═════ The data ═════

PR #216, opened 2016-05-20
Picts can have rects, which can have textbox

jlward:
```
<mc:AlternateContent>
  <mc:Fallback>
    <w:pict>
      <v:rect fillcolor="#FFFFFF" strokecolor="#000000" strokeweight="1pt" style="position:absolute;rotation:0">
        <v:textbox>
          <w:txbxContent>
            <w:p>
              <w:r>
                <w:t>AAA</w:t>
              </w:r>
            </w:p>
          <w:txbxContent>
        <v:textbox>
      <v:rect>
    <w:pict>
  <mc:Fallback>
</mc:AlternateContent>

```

═════

# [Your instructions]
Everything in the listing should be set down again exactly.

# [Answer box]
PR #216, opened 2016-05-20
Picts can have rects, which can have textbox

jlward:
```
<mc:AlternateContent>
  <mc:Fallback>
    <w:pict>
      <v:rect fillcolor="#FFFFFF" strokecolor="#000000" strokeweight="1pt" style="position:absolute;rotation:0">
        <v:textbox>
          <w:txbxContent>
            <w:p>
              <w:r>
                <w:t>AAA</w:t>
              </w:r>
            </w:p>
          <w:txbxContent>
        <v:textbox>
      <v:rect>
    <w:pict>
  <mc:Fallback>
</mc:AlternateContent>

```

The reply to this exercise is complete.